PR #5135, opened 2022-11-15
Prevent the double-zip issue when downloading from zip file workflow

jbordonado:

Downloading the artifact from the [build-zip-file workflow](https://github.com/Automattic/woocommerce-payments/blob/develop/.github/workflows/build-zip-file.yml) results in a double-zip, which prevents us from easily using that downloaded zip in a test site (error: `The package could not be installed. No valid plugins were found. Plugin installation failed`).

THE TASK ->
Report the number of lines in the listing where the string "workflow" appears, and nothing besides.

EXERCISE RESPONSE ->
2